(Stored data entries)
[Start of Attachment]

PR #746, opened 2018-03-22
Draft UDP protocol docs

paulmelis:
I started writing up the UDP protocol and block encoding, as far as I can deduce them. The description is not complete yet, might contain errors and it might not be in a form you find acceptable. I do think it would be good to have this specification in the sources repo and not on the wiki, as keeping the spec in sync with the code would be the main priority.

Anyways, I'll keep working on this locally. I'm doing this pull request in case it's judged to be useful for the main repo.

### DIFF
--- a/docs/protocol.md
+++ b/docs/protocol.md
@@ -29,10 +29,10 @@ The following different types of values are used in the protocol:
     - The 256-bit hash of a block  
     - The hash is computed from a set of "hashables": fields in a block that are hashed
       with the Blake2b hashing function
-    - Unless noted other the hashables for a block are the block-specific fields
+    - Unless noted otherwise the hashables for a block are the block-specific fields
       listed in the table with each block description. They are to be hashed in the
       order they are listed.
-    - The block hash is used (a.o.) to make references among blocks
+    - The block hash is used (amongst other things) to make references among blocks
     - Encoded as a sequence of 32 bytes
   * Balance / Amount
     - A 128-bit unsigned integer
@@ -44,8 +44,11 @@ The following different types of values are used in the protocol:
       - A 512-bit Ed25519 signature
       - Encoded as a sequence of 64 bytes
   * Work
-      - A 64-bit Proof-of-Work value
-      - Encoded as a *big-endian* unsigned integer
+      - A 64-bit unsigned integer Proof-of-Work value
+      - Encoding depends on the type of block: *big-endian* for a State block,
+        *little-endian* for other types of blocks
+
+In general, integer values of up to 8 bytes are encoded as little-endian.
 
 The Ed25519 implementation in Nano does not use the standard
 SHA-512 hashing algorithm, but Blake2b. See [here](https://github.com/nanocurrency/raiblocks/wiki/Design-features)
@@ -198,10 +201,37 @@ The different block types are denoted by a Type value (see `enum class block_typ
   | Change     | 5     |
   | State      | 6     |
 
+## Transfer of funds
+
+For each block in an account's chain a balance value can be determined, either from
+a value stored in the block itself or by using differences between successive
+blocks in the chain. Differences in balance values between successive blocks
+can be used to compute the amount of funds transferred by blocks to other
+accounts.
+
+Only Send and State blocks contain an explicit Balance value. For other block
+types balances and amounts needs to be deducted recursively:
+
+* The balance of an Open block is equal to the amount being sent by the corresponding
+  Send block. An exception to this is the Open block for the Genesis account, which always
+  receives the maximum supply of 2<sup>128</sup>-1 raw.
+* The balance of a Receive block is the balance of its predecessor in the
+  account chain plus the amount sent by the corresponding Send block.
+* The amount of funds being sent by a Send block is defined implicitly as
+  the difference between the balance at the previous block in the account chain
+  and the balance at the Send block. This amount must be > 0.
+* A Change block has no influence on an account's balance, so its balance is
+  the same as the balance of its predecessor.
+
+All State blocks contain a Balance value, hence determining amounts sent or
+received from one State block to the next is straightforward.
 
 ## Send block
 
 Reference: `rai::send_block` in `rai/lib/blocks.cpp`
+
+A Send block transfers funds from the account the block belongs to to a
+different account.
 
 A Send block contains the following block-specific fields:
 
@@ -214,6 +244,8 @@ A Send block contains the following block-specific fields:
 Note that the Balance value in the block is the balance of the sending
 account *after the amount sent in the block has been deducted*.
 
+XXX is it valid to send to yourself?
+
 ## Receive block
 
 Reference: `rai::receive_block` in `rai/lib/blocks.cpp`
@@ -225,7 +257,7 @@ A Receive block contains the following block-specific fields:
   | Previous      | 32    | Hash of the previous block in the account chain |
   | Source        | 32    | Hash of the corresponding send block from which the funds are sent |
 
-The block referenced by Previous must be a Send block.
+The block referenced by Source must be a Send block.
 
 ## Open block
 
@@ -242,13 +274,18 @@ An Open block contains the following block-specific fields:
   | Representative | 32    | The account representative for the newly opened account |
   | Account        | 32    | The account being opened |
 
-The block referenced by Previous must be a Send block.
+The block referenced by Source must be a Send block.
+
+An exception to the previous remark applies to the Open block of the Genesis
+account: its Source value is the public key of the Genesis account. The Open
+blocks for the 3 different networks are defined by the `..._genesis_data` JSON
+blocks in `rai/common.cpp`.
 
 ## Change block
 
 Reference: `rai::change_block` in `rai/lib/blocks.cpp`
 
-A Change block sets a new representative for an account
+A Change block sets a new representative for an account.
 
 A Change block contains the following block-specific fields:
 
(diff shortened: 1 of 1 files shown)


docs/protocol.md
```diff
@@ -0,0 +1,286 @@
...
+
+## Vote
+
+Reference: class `rai::vote` in `rai/common.cpp`
+
+  | Field     | Size (bytes) | Description                          |
+  | --------- | ------------ | ------------------------------------ |
+  | Account   | 32           | Public key of the voting Account     |
+  | Signature | 64           | Signature                            |
+  | Sequence  | 8            | 64-bit sequence number (big-endian?) |
```
PlasmaPower: This is little endian IIRC. In general anything 8 bytes or less is little endian. We are going to change this stuff to big endian eventually though.

docs/protocol.md
```diff
@@ -0,0 +1,286 @@
...
+
+  - If the Representative value has changed then a new representative is set
+    for the account
+  - If the current Balance > previous Balance then the block represent a receive of funds
+  - If the current Balance < previous Balance then the block represent a sending of funds
+
+XXX how are open blocks replaced by state blocks? By setting Link to the sending
+block of the other account?
+
+XXX are 0 amount sends allowed?
```
PlasmaPower: No, but 0 receives are.

docs/protocol.md
```diff
@@ -0,0 +1,286 @@
...
+The difference between two sequential State blocks determines the type of
+state transition from the first block to the next:
+
+  - If the Representative value has changed then a new representative is set
+    for the account
+  - If the current Balance > previous Balance then the block represent a receive of funds
+  - If the current Balance < previous Balance then the block represent a sending of funds
+
+XXX how are open blocks replaced by state blocks? By setting Link to the sending
+block of the other account?
```
PlasmaPower: In that case, yes link is the source, and previous is 0.

docs/protocol.md
```diff
@@ -0,0 +1,286 @@
...
+
+XXX are 0 amount sends allowed?
+
+The Work value for a State block only contains the 48 least significant bits? 
+(as mentioned in `class state_block` in `rai/lib/blocks.hpp`).
```
PlasmaPower: That comment is incorrect or outdated; I'm not sure which.

docs/protocol.md
```diff
@@ -0,0 +1,286 @@
...
+
+Blocks are encoded into a byte stream, with each field directly following
+the previous value. All blocks contain a Signature and a Work value, which follow
+the block-specific fields:
+
+  | Field     | Size (bytes) | Description                                |
+  | --------- | ------------ | ------------------------------------------ |
+  | *Block-specific fields* | |                                           |
+  | Signature | 64           | Ed25519 signature of the block's hashables |
+  | Work      | 8            | Unsigned 64-bit integer (little endian?)   |
```
cryptocode: Work for universal blocks (state_blocks) are big endian.

docs/protocol.md
```diff
@@ -0,0 +1,286 @@
...
+    for the account
+  - If the current Balance > previous Balance then the block represent a receive of funds
+  - If the current Balance < previous Balance then the block represent a sending of funds
+
+XXX how are open blocks replaced by state blocks? By setting Link to the sending
+block of the other account?
+
+XXX are 0 amount sends allowed?
+
+The Work value for a State block only contains the 48 least significant bits?
```
cryptocode: IIRC this comment is outdated.

docs/protocol.md
```diff
@@ -0,0 +1,286 @@
...
+    - This number has unit "raw", where 1 XRB = 1 Mxrb = 10<sup>30</sup> raw.
+      See [here](https://github.com/nanocurrency/raiblocks/wiki/Distribution,-Mining-and-Units)
+      for more information.
+    - Encoded as a sequence of 16 bytes, *big-endian* order
+  * Signature
+      - A 512-bit Ed25519 signature
+      - Encoded as a sequence of 64 bytes
+  * Work
+      - A 64-bit Proof-of-Work value
+      - Encoded as a *big-endian* unsigned integer
```
cryptocode: Depends on block type, state_block big endian, otherwise little endian.

argakiig:
FYI appveyor build failure is a Red Herring, this is due to how pull request are done I need to fix in the future, but for now future PR's shouldnt try and build

docs/protocol.md
```diff
@@ -0,0 +1,282 @@
...
+There are other types of messages denoted by `message_type`, but these are
+only used in the "bootstrapping" procedure when a node needs to synchronize
+itself with all the blocks in the distributed ledger (in a bulk fashion).
+Bootstrapping is done over TCP connections, not with UDP packets.
+
+All UDP messages have a fixed-size header (see `rai::message::read_header()` in `rai/node/common.cpp`):
+
+  | Field         | Size (bytes)  | Description |
+  | ------------- | ------------- | ----------- |
+  | Magic         | 2             | Magic number to indicate this is a Nano packet |
```
termhn: Technically the magic number is only one byte, 'R' in ASCII, and the second byte is another magic number ('A', 'B', 'C' in ASCII) denoting the network (live, beta, test respectively)

PlasmaPower: Yeah that's described a bit below.

docs/protocol.md
```diff
@@ -0,0 +1,282 @@
...
+
+A Keepalive message contains a list of IP addresses of peers, in the form of (IPv6 address, port) pairs.
+Each IP address is stored as 16 bytes, each port as 2 bytes:
+
+  | Field        | Size (bytes) | Description     |
+  | ------------ | ------------ | --------------- |
+  | IPv6 address | 16           | Big-endian?     |
+  | Port         | 2            | Little-endian?! |
+
+The number of pairs in the message can vary, from 1 up to 8 peers.
```
termhn: Evidently there's currently a bug where there must be 8 peers or the reference node does an out of bounds read https://github.com/nanocurrency/raiblocks/issues/673

docs/protocol.md
termhn: Right just saw that hah.

docs/protocol.md
cryptocode: @termhn that's fixed

termhn: Sweet

PlasmaPower:
Personally I think this would be a good fit for the GitHub wiki. Is there a reason you'd prefer to put it in the repo itself?

docs/protocol.md
paulmelis: Why is the work value stored as uint64_t in the node anyway? It seem to be only ever used a input for the blake2b hash and is never used as integer value.

termhn:
@goophile there's actually a native implementation of the Nano protocol as a dissector in the latest development release of Wireshark :D

goophile:
@termhn Just found it, cool!

renesq:
@goophile I heard that slact's lua dissector is a little more detailed than the native one for certain situations. Not sure how they all differ, I haven't used them yet. https://gist.github.com/slact/63571aad31d8f445ac045391a7857ef5

docs/protocol.md
```diff
@@ -0,0 +1,333 @@
...
+  * Balance / Amount
+    - A 128-bit unsigned integer
+    - This number has unit "raw", where 1 XRB = 1 Mxrb = 10<sup>30</sup> raw.
+      See [here](https://github.com/nanocurrency/raiblocks/wiki/Distribution,-Mining-and-Units)
+      for more information.
+    - Encoded as a sequence of 16 bytes, *big-endian* order
+  * Signature
+      - A 512-bit Ed25519 signature
+      - Encoded as a sequence of 64 bytes
+  * Work
```
renesq: You could add that the work is normally computed based upon the previous block's hash, except on open blocks where the new address's public key is used instead (should apply to state blocks accordingly) AFAIK. 

Another interesting detail may be the difference in the work thresholds for the different networks.

docs/protocol.md
renesq: @paulmelis Nodes use the value to validate the work. As long as it's a hexadecimal value with a length of 16 characters, storing it as 64bit binary makes the most sense to me since it's the most compact one i think. What better options do we have?

docs/protocol.md
```diff
@@ -0,0 +1,333 @@
...
+  | Field     | Size (bytes) | Description                          |
+  | --------- | ------------ | ------------------------------------ |
+  | Account   | 32           | Public key of the voting Account     |
+  | Signature | 64           | Signature                            |
+  | Sequence  | 8            | 64-bit sequence number (big-endian?) |
+  | Block     | Varies       | The Block being voted on             |
+
+The Signature of a Vote signs the following list of hashables: `hash(Block)`, `Sequence`
+
+XXX what is the exact function of the sequence number?
```
PlasmaPower: A representative can change its vote for a block in a fork (i.e. if the other block won). This is to ensure that the new vote overrides the old vote.

docs/protocol.md
termhn: Length 8 byte array (`uint8_t work[8]`)

docs/protocol.md
termhn: Was explaining this yesterday to someone; an example:

Say for example, my node originally votes for block X; I send sequence number of 0 and my vote signature for block X. Now, when another node is processing my votes, it sees my vote for X and adds my weight to X in that election, and that my vote had sequence number 0. Later, my node observes > 50% of voting power is now voting for the opposite block and so now I want to change my vote. Well now I vote for block Y and attach a sequence number of 1. Other nodes then see my vote for Y, compare the new sequence number to the sequence number it's already stored for my rep and sees that the new sequence is greater (1 > 0), so it now replaces my vote and adds my stake to block Y. The reason this is required is because without the sequence, it's possible that my vote for block Y could reach this node first and my vote for block X could have reached it second. In that case, without the sequence number, it would then think my latest vote was for block X, which is of course the opposite of what it should be.

docs/protocol.md
```diff
@@ -0,0 +1,333 @@
...
+  | Field         | Size (bytes) | Description |
+  | ------------- | ----- | ----------------------------------------------- |
+  | Previous      | 32    | Hash of the previous block in the account chain |
+  | Destination   | 32    | The destination account being sent to |
+  | Balance       | 32    | The sending account's new balance |
+
+Note that the Balance value in the block is the balance of the sending
+account *after the amount sent in the block has been deducted*.
+
+XXX is it valid to send to yourself?
```
renesq: Yes, with the old "send" block type, you can send to yourself, even 0 value transactions.

PlasmaPower: You can also send to yourself with the new state blocks, unless I forgot about something.

docs/protocol.md
paulmelis: Casting a uint64_t to a uint8_t* as is currently done makes it dependent on the endianness of the system running on (although there aren’t many BE cpus around). 

Also, reading/writing the value as an array of bytes is easier, it saves the current endian handling (which was changed for state blocks)

cryptocode:
> I do think it would be good to have this specification in the sources repo and not on the wiki, as keeping the spec in sync with the code would be the main priority.

The same applies to the RPC document - it must be kept up to date. I think a release process where the wiki is updated could work too - then at least everything is in one place.

docs/protocol.md
```diff
@@ -0,0 +1,333 @@
...
+
+The different block types are denoted by a Type value (see `enum class block_type` in `rai/lib/blocks.hpp`):
+
+  | Block type | Value |
+  | ---------- | ----- |
+  | Send       | 2     |
+  | Receive    | 3     |
+  | Open       | 4     |
+  | Change     | 5     |
+  | State      | 6     |
```
IvanAnishchuk: Maybe some restructuring here is a good idea. To emphasize that state blocks are to be used in all situations and other types are obsolete... Perhaps, "state blocks" and "legacy block types" subsections or something?

zhyatt:
Most of this content is covered in https://docs.nano.org/ today or will be part of future living whitepaper updates. Also protocol message details are here: https://github.com/nanocurrency/protocol/tree/master/reference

[End of Attachment]

_Work to be completed:_ Among the records above, only the lines between the line holding "opened account |" and the line holding "A Change block contains", inclusive, are to be output, exactly as written.

_Answer for this exercise:_
   | Representative | 32    | The account representative for the newly opened account |
   | Account        | 32    | The account being opened |
 
-The block referenced by Previous must be a Send block.
+The block referenced by Source must be a Send block.
+
+An exception to the previous remark applies to the Open block of the Genesis
+account: its Source value is the public key of the Genesis account. The Open
+blocks for the 3 different networks are defined by the `..._genesis_data` JSON
+blocks in `rai/common.cpp`.
 
 ## Change block
 
 Reference: `rai::change_block` in `rai/lib/blocks.cpp`
 
-A Change block sets a new representative for an account
+A Change block sets a new representative for an account.
 
 A Change block contains the following block-specific fields:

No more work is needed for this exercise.